Only lines that contain the word "code" are to be returned from the data below.

—————

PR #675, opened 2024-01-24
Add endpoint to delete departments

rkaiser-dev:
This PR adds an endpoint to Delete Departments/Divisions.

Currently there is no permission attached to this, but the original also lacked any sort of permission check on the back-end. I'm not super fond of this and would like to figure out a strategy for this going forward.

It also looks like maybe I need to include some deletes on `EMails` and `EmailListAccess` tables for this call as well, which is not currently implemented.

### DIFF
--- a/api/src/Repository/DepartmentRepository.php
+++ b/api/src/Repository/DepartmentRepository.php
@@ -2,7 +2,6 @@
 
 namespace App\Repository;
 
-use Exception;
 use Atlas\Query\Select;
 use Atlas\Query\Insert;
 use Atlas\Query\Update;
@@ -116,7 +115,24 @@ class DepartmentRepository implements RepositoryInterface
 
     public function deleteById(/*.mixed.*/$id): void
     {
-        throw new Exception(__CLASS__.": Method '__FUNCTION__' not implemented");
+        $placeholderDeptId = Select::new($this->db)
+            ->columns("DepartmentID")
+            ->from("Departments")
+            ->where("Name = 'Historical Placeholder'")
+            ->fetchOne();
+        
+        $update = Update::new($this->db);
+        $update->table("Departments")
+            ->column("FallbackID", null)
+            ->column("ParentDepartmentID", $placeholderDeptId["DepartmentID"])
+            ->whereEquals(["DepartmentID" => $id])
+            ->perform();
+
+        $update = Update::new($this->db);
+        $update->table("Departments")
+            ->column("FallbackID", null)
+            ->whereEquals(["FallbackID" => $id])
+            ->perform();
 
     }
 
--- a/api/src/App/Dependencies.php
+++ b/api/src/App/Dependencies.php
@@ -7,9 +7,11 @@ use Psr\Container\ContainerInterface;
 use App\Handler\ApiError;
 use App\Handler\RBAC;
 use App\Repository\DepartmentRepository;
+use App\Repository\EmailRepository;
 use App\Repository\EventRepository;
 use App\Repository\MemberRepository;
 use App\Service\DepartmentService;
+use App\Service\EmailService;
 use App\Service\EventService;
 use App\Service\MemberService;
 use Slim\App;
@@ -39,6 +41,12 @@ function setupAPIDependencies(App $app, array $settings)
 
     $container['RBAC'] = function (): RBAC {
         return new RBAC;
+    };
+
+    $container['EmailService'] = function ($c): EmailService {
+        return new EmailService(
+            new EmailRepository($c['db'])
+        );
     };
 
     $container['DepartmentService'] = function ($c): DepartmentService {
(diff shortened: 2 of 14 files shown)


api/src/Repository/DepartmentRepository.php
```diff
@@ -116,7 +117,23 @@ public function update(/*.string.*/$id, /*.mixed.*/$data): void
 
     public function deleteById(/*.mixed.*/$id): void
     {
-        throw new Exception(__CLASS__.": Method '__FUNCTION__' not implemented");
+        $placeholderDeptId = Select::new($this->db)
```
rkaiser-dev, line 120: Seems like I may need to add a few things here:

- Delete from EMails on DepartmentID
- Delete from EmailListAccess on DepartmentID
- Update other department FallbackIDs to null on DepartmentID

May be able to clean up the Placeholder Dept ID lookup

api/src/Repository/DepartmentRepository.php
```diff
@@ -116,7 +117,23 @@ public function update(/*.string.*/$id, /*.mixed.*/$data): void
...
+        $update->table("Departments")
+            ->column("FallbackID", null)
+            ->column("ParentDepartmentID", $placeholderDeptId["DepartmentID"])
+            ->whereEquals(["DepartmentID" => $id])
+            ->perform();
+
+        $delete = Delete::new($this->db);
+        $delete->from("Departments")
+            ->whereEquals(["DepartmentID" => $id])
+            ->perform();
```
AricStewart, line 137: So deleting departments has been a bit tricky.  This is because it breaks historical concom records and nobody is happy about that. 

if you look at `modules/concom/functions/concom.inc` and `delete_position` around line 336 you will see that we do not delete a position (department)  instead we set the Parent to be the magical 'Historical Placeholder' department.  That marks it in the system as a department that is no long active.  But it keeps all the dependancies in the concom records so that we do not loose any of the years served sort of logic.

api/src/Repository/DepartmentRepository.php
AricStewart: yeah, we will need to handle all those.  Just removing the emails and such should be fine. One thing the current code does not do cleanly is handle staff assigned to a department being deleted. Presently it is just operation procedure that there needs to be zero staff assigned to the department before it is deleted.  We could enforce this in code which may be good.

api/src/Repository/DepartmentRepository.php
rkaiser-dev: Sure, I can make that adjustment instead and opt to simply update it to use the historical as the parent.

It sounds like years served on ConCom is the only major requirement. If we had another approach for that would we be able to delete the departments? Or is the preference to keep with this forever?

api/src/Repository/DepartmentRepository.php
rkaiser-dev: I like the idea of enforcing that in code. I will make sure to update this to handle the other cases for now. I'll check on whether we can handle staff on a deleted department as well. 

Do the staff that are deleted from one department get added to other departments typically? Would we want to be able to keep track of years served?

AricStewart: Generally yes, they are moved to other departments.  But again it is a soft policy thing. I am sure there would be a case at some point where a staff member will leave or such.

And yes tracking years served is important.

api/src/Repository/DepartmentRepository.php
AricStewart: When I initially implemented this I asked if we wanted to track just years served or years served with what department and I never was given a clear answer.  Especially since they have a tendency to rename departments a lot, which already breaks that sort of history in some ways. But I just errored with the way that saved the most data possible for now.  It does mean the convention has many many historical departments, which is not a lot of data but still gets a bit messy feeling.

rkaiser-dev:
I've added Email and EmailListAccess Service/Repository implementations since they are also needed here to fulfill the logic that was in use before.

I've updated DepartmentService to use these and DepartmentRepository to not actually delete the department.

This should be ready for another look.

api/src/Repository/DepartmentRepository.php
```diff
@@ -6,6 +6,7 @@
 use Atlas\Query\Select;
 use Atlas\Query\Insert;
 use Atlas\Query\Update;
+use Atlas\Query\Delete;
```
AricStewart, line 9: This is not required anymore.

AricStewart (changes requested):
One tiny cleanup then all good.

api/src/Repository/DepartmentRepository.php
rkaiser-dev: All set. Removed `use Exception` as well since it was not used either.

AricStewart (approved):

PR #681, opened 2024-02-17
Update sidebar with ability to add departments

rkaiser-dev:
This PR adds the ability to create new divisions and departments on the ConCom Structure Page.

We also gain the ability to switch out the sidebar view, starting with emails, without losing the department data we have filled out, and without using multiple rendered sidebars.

—————

EXERCISE SOLUTION:
AricStewart: yeah, we will need to handle all those.  Just removing the emails and such should be fine. One thing the current code does not do cleanly is handle staff assigned to a department being deleted. Presently it is just operation procedure that there needs to be zero staff assigned to the department before it is deleted.  We could enforce this in code which may be good.
rkaiser-dev: I like the idea of enforcing that in code. I will make sure to update this to handle the other cases for now. I'll check on whether we can handle staff on a deleted department as well. 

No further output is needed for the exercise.